Forget the who for a moment. What does the nation’s top diplomat need to succeed? Above all, a close bond with the president. Having worked for a half-dozen secretaries of state, I’ve developed four essential criteria for what it takes to be a truly consequential one.

* Anatomy really is destiny. Freud was probably talking about gender differences here. The ability to project a physical presence and persona is crucial to success in politics and foreign policy. This isn’t necessarily related to physical stature or gender. Henry Kissinger hardly looked as if he had walked out of a GQ photo spread. Yet he had star quality. As does Hillary Clinton. Not so much for Warren Christopher — a man of stellar character yet hardly imposing persona.

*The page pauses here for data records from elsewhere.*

PR #795, opened 2025-10-27
implement server agent draining

ipochi:
Currently, the server only logs if it receives a drain request from the agent. Ideally, in that scenario, the server should mark it and not select it for newer requests. This PR implements that.

### DIFF
--- a/pkg/server/backend_manager.go
+++ b/pkg/server/backend_manager.go
@@ -49,6 +49,25 @@ type Backend struct {
 	// cached from conn.Context()
 	id     string
 	idents header.Identifiers
+
+	// draining indicates if this backend is draining and should not accept new connections
+	draining bool
+	// mu protects draining field
+	mu sync.RWMutex
+}
+
+// IsDraining returns true if the backend is draining
+func (b *Backend) IsDraining() bool {
+	b.mu.RLock()
+	defer b.mu.RUnlock()
+	return b.draining
+}
+
+// SetDraining marks the backend as draining
+func (b *Backend) SetDraining() {
+	b.mu.Lock()
+	defer b.mu.Unlock()
+	b.draining = true
 }
 
 func (b *Backend) Send(p *client.Packet) error {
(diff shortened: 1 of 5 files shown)


ipochi:
> I'm happy to see interest in completing this feature! When I had been looking into this, here's the questions I ran into:
> 
> 1. Whether the server should keep agent draining state by raw connection, or by agent identifiers. The current BackendStorage makes the latter much more complicated, I agree with the former (like this PR does). But note that currently, the agent sync loop will continue to issue new syncs, and a server could get into conflicting drain state for a given agent. So without an accompanying agent change (to stop syncing new connections after entering draining state), it is possible for the server to continue picking these agents.
> 
> That potential agent change is probably an improvement but needs careful risk analysis.
> 
> 2. Fallback logic in case no non-draining agent is found, continue using one that is draining. I think the argument for this is strong, because it's "no worse" than the current server behavior, and may avoid degrading some clusters (those that are limping along with very few agents, e.g. 1).

Thank you for the feedback @jkh52 

Your point on 1, hadn't crossed my mind. It seems logical thing to do to stop the agent sync loop if the agent is draining. I'll give more thought on this whether the server should do more so that it doesn't get into a conflicted state or the agent should stop teh sync loops.

On Point 2, I think its valid point that continue to use the draining agent if there are no non-draining agents. Its akin falling back on current behaviour.

pkg/server/backend_manager.go
```diff
@@ -49,6 +49,25 @@ type Backend struct {
 	// cached from conn.Context()
 	id     string
 	idents header.Identifiers
+
+	// draining indicates if this backend is draining and should not accept new connections
+	draining bool
+	// mu protects draining field
```
cheftako: Consider using `sync/atomic` (e.g., `atomic.Bool` or `int32`) for the `draining` field. This would allow `IsDraining()` to be lock-free, reducing the overhead inside the O(N) loop in `GetRandomBackend`, which runs under the global `s.mu` lock.

pkg/server/backend_manager.go
```diff
@@ -346,9 +365,36 @@ func (s *DefaultBackendStorage) GetRandomBackend() (*Backend, error) {
...
+
+		// Keep track of first draining backend as fallback
+		if firstDrainingBackend == nil {
+			firstDrainingBackend = backend
+		}
+	}
+
+	// All agents are draining, use one as fallback
+	if firstDrainingBackend != nil {
+		agentID := firstDrainingBackend.id
```
cheftako: Inconsistency in log levels: `GetRandomBackend` logs the fallback event at `V(2)`, whereas `DestHostBackendManager` logs a similar fallback event at `V(4)`. It would be better to align them (likely `V(2)` given the significance).

cheftako (commented):
The changes look pretty good and follow the design goals, with the fallback mechanism in backend selection serving as a good safeguard. However, the complexity of `GetRandomBackend` has increased from O(1) to O(N), which is worth noting for performance at scale. Please verify the fallback behavior in `DestHostBackendManager` to ensure it doesn't create hotspots. Most importantly, please add unit tests for `GetRandomBackend` (and `DestHostBackendManager.Backend`) to verify that it prefers non-draining backends and correctly falls back to a draining backend if that is the only option.

PR #815, opened 2026-03-20
feat: add --tls-min-version flag to proxy server

xuezhaojun:
## Summary

- Add `--tls-min-version` flag to the proxy server, allowing dynamic configuration of the minimum TLS version
- Previously the minimum TLS version was hardcoded to TLS 1.2 in `getTLSConfig()`
- Accepted values: `VersionTLS10`, `VersionTLS11`, `VersionTLS12`, `VersionTLS13` (defaults to `VersionTLS12` when not specified, maintaining backward compatibility)

## Motivation

The proxy server currently hardcodes `tls.VersionTLS12` as the minimum TLS version. This makes it impossible for operators to enforce stricter TLS policies (e.g., TLS 1.3 only) or to align with platform-wide TLS security profiles. Adding this flag allows the minimum TLS version to be configured at startup, similar to the existing `--cipher-suites` flag.

## Changes

| File | Change |
|------|--------|
| `pkg/util/net.go` | Add `TLSVersions` map and `GetTLSVersion()` helper function |
| `cmd/server/app/options/options.go` | Add `TLSMinVersion` field, `--tls-min-version` flag, validation, and print |
| `cmd/server/app/server.go` | Update `getTLSConfig()` to accept and use dynamic TLS min version |
| `cmd/server/app/options/options_test.go` | Add default value test and validation tests for valid/invalid TLS versions |

## Test plan

- [x] `TestDefaultServerOptions` passes — verifies `TLSMinVersion` defaults to `""`
- [x] `TestValidate` passes — covers `VersionTLS12`, `VersionTLS13`, and invalid version
- [x] All existing tests pass with no regressions

🤖 Generated with [Claude Code](https://claude.com/claude-code)

### DIFF
--- a/cmd/server/app/options/options.go
+++ b/cmd/server/app/options/options.go
@@ -17,6 +17,7 @@ limitations under the License.
 package options
 
 import (
+	"crypto/tls"
 	"fmt"
 	"os"
 	"time"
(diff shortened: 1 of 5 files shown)


tesshuflower:
re-opened this as: https://github.com/kubernetes-sigs/apiserver-network-proxy/pull/820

F. Scott Fitzgerald held that persona flowed from an unbroken series of gestures. Effective presidents and secretaries of state are actors on a public stage; they require charm, flattery, toughness and drama to make allies and adversaries take them seriously, particularly in a negotiation or crisis.

When a U.S. secretary of state walks into the room, either here or abroad, his or her interlocutors need to be on the edge of their seats, not sitting comfortably, wondering how best to manipulate the secretary. If anything, they should be worried about being manipulated themselves.

This means playing a number of roles, sometimes with high gestures of real or feigned anger, frustration or disappointment. At the 1948 Senate hearings on the plan for European recovery that would bear his name, George C. Marshall, whom columnist James Reston described that day as displaying “moral grandeur,” silenced an interrupting senator with a single glare.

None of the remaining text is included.